Action item:
Repeat all of the data precisely.

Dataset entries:
══════════════════════════════
PR #600, opened 2019-11-13
Moved appInsights initialization to the top of server startup script

michalpiatek:


src/lib/registry.ts
```diff
@@ -20,9 +20,8 @@ traverson.registerMediaType(hal.mediaType, hal)
 export async function get(node: string): Promise<{}> {
 	const result = await new Promise((resolve, reject) =>
 		traverson
-			.from(config.REGISTRY_SERVICE_URL)
+			.from(config.REGISTRY_SERVICE_URL + '/' + node)
```
m24murray: If this is for performance, is it maybe worth replacing traverson/hal with a more basic HTTP request using something like Axios? I'm pretty sure that I've replaced traverson requests in a few places using the getWithoutHal function at the bottom of this class.

michalpiatek: removed it from the PR - not part of the change

PR #609, opened 2020-01-31
perf: updating maxSockets and maxFreeSockets config for HTTP

m24murray:
- updating maxSockets and maxFreeSockets config for HTTP as per MS request


m24murray:
@willh - changed base branch as requested

PR #630, opened 2020-04-09
[lc-431] - Remove HATEOAS pattern from search functionality, replace …

mattdoherty-kainos:
…with direct calls to requried CSRS endpoints, performance fix


willh:
Good to go into release F after positive test results

PR #631, opened 2020-04-10
chore: fixing typescript warnings

m24murray:
TS/node versions updated on the app. ts-igoring some of the warnings as we know these already work, and do not want to explicitly cast

### DIFF
--- a/src/ui/controllers/booking/booking.ts
+++ b/src/ui/controllers/booking/booking.ts
@@ -97,6 +97,7 @@ export async function renderChooseDate(
 		req.flash('bookingSelected')[0] || req.session!.selectedEventId || null
 
 	if (!selectedEventId) {
+		// @ts-ignore
 		selectedEventId = req.query.eventId
 		if (req.session!.selectedEventId) {
 			req.session!.selectedEventId = selectedEventId
--- a/src/ui/controllers/home.ts
+++ b/src/ui/controllers/home.ts
@@ -100,6 +100,7 @@ export async function home(req: express.Request, res: express.Response, next: ex
 		let noOption
 
 		if (req.query.delete) {
+			// @ts-ignore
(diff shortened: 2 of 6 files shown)


m24murray:
Hi @willh,

Smoke and regression tested these changes on integration, specifically focusing on areas impacted by the 6 file changes included in this PR.

These are as follows:
* src/ui/controllers/booking/booking.ts
	* Render choose date screen
* src/ui/controllers/home.ts
	* Moved a booked course out of learning plan into Learner record
	* Removed a course from learning plan
* src/ui/controllers/learning-record/index.ts
	* Take and complete new learning
* src/ui/controllers/search.ts
	* Search
* src/ui/controllers/user.ts
	* Update area of work on profile
* src/ui/controllers/xapi.ts
	* Take and complete elearning package

image
image
image
image
image
image
image

Standard smoke test and regression test of these areas completed successfully with no concern.

willh:
This one is a tricky one. Comparing the two identical build runs of the head of master:
http://lpgjenkins.uksouth.cloudapp.azure.com/blue/organizations/jenkins/lpg-services-pipeline/detail/master/25/pipeline/ and http://lpgjenkins.uksouth.cloudapp.azure.com/blue/organizations/jenkins/lpg-services-pipeline/detail/master/24/pipeline/ - in particular the version control checkout stage showing the checking out of commit ID `f8ce4a0b2cf55fdd0b4555da6246d8c2431054e1`. It is clear that two  builds of the same codebase have two different results. 

The difference is in packages resolved at build time that have updated dependencies which cause the false negative in type errors, so until a general exercise of updating dependencies and regression testing takes place (and should take place as a regular chore every few months) it is best to `ts-ignore` annotate the source after the additional manual regression test has proven along with the unit tests that the functionality still behaves as expected.

We should also recommend to cherry-pick this commit into other active branches until the F2F release goes live and merges into master.

PR #641, opened 2020-04-15
LC-291 fixing course which has a F2F module with no event

KLV96:
Page breaks so we added an if statement to check if the events length is bigger than 0 and if the events is not null

### DIFF
--- a/src/lib/model.ts
+++ b/src/lib/model.ts
@@ -118,27 +118,29 @@ export class Course {
 				if (module.events[0]) {
 					const event = module.events[0]
 					let durationInSeconds = 0
+					if (event.dateRanges) {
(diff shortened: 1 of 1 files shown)


src/lib/model.ts
```diff
@@ -118,27 +118,29 @@ export class Course {
 				if (module.events[0]) {
```
kameshganesan, line 118: what if there are more than 1 event?

KLV96: I think it will not be a problem as this checks if there is first event then it means that events array is not empty and we can look through it. Shall I change it to the check null and the check length?

KLV96: after having a chat with Kamesh, I've changed the if statement and pushed again

PR #649, opened 2020-04-29
LC-14: refactoring change your email

m24murray:
Refactoring change your email flow. If a user doesn't have an organisation, we should just send the user to the change email form because we cant check whether they are an agency token user. 

Furthermore, this was only handling users that were either Whitelisted or Agency tokens, but this did not handle users who had been invited via IDM. Updating logic accordingly.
══════════════════════════════
Written response:
PR #600, opened 2019-11-13
Moved appInsights initialization to the top of server startup script

michalpiatek:


src/lib/registry.ts
```diff
@@ -20,9 +20,8 @@ traverson.registerMediaType(hal.mediaType, hal)
 export async function get(node: string): Promise<{}> {
 	const result = await new Promise((resolve, reject) =>
 		traverson
-			.from(config.REGISTRY_SERVICE_URL)
+			.from(config.REGISTRY_SERVICE_URL + '/' + node)
```
m24murray: If this is for performance, is it maybe worth replacing traverson/hal with a more basic HTTP request using something like Axios? I'm pretty sure that I've replaced traverson requests in a few places using the getWithoutHal function at the bottom of this class.

michalpiatek: removed it from the PR - not part of the change

PR #609, opened 2020-01-31
perf: updating maxSockets and maxFreeSockets config for HTTP

m24murray:
- updating maxSockets and maxFreeSockets config for HTTP as per MS request


m24murray:
@willh - changed base branch as requested

PR #630, opened 2020-04-09
[lc-431] - Remove HATEOAS pattern from search functionality, replace …

mattdoherty-kainos:
…with direct calls to requried CSRS endpoints, performance fix


willh:
Good to go into release F after positive test results

PR #631, opened 2020-04-10
chore: fixing typescript warnings

m24murray:
TS/node versions updated on the app. ts-igoring some of the warnings as we know these already work, and do not want to explicitly cast

### DIFF
--- a/src/ui/controllers/booking/booking.ts
+++ b/src/ui/controllers/booking/booking.ts
@@ -97,6 +97,7 @@ export async function renderChooseDate(
 		req.flash('bookingSelected')[0] || req.session!.selectedEventId || null
 
 	if (!selectedEventId) {
+		// @ts-ignore
 		selectedEventId = req.query.eventId
 		if (req.session!.selectedEventId) {
 			req.session!.selectedEventId = selectedEventId
--- a/src/ui/controllers/home.ts
+++ b/src/ui/controllers/home.ts
@@ -100,6 +100,7 @@ export async function home(req: express.Request, res: express.Response, next: ex
 		let noOption
 
 		if (req.query.delete) {
+			// @ts-ignore
(diff shortened: 2 of 6 files shown)


m24murray:
Hi @willh,

Smoke and regression tested these changes on integration, specifically focusing on areas impacted by the 6 file changes included in this PR.

These are as follows:
* src/ui/controllers/booking/booking.ts
	* Render choose date screen
* src/ui/controllers/home.ts
	* Moved a booked course out of learning plan into Learner record
	* Removed a course from learning plan
* src/ui/controllers/learning-record/index.ts
	* Take and complete new learning
* src/ui/controllers/search.ts
	* Search
* src/ui/controllers/user.ts
	* Update area of work on profile
* src/ui/controllers/xapi.ts
	* Take and complete elearning package

image
image
image
image
image
image
image

Standard smoke test and regression test of these areas completed successfully with no concern.

willh:
This one is a tricky one. Comparing the two identical build runs of the head of master:
http://lpgjenkins.uksouth.cloudapp.azure.com/blue/organizations/jenkins/lpg-services-pipeline/detail/master/25/pipeline/ and http://lpgjenkins.uksouth.cloudapp.azure.com/blue/organizations/jenkins/lpg-services-pipeline/detail/master/24/pipeline/ - in particular the version control checkout stage showing the checking out of commit ID `f8ce4a0b2cf55fdd0b4555da6246d8c2431054e1`. It is clear that two  builds of the same codebase have two different results. 

The difference is in packages resolved at build time that have updated dependencies which cause the false negative in type errors, so until a general exercise of updating dependencies and regression testing takes place (and should take place as a regular chore every few months) it is best to `ts-ignore` annotate the source after the additional manual regression test has proven along with the unit tests that the functionality still behaves as expected.

We should also recommend to cherry-pick this commit into other active branches until the F2F release goes live and merges into master.

PR #641, opened 2020-04-15
LC-291 fixing course which has a F2F module with no event

KLV96:
Page breaks so we added an if statement to check if the events length is bigger than 0 and if the events is not null

### DIFF
--- a/src/lib/model.ts
+++ b/src/lib/model.ts
@@ -118,27 +118,29 @@ export class Course {
 				if (module.events[0]) {
 					const event = module.events[0]
 					let durationInSeconds = 0
+					if (event.dateRanges) {
(diff shortened: 1 of 1 files shown)


src/lib/model.ts
```diff
@@ -118,27 +118,29 @@ export class Course {
 				if (module.events[0]) {
```
kameshganesan, line 118: what if there are more than 1 event?

KLV96: I think it will not be a problem as this checks if there is first event then it means that events array is not empty and we can look through it. Shall I change it to the check null and the check length?

KLV96: after having a chat with Kamesh, I've changed the if statement and pushed again

PR #649, opened 2020-04-29
LC-14: refactoring change your email

m24murray:
Refactoring change your email flow. If a user doesn't have an organisation, we should just send the user to the change email form because we cant check whether they are an agency token user. 

Furthermore, this was only handling users that were either Whitelisted or Agency tokens, but this did not handle users who had been invited via IDM. Updating logic accordingly.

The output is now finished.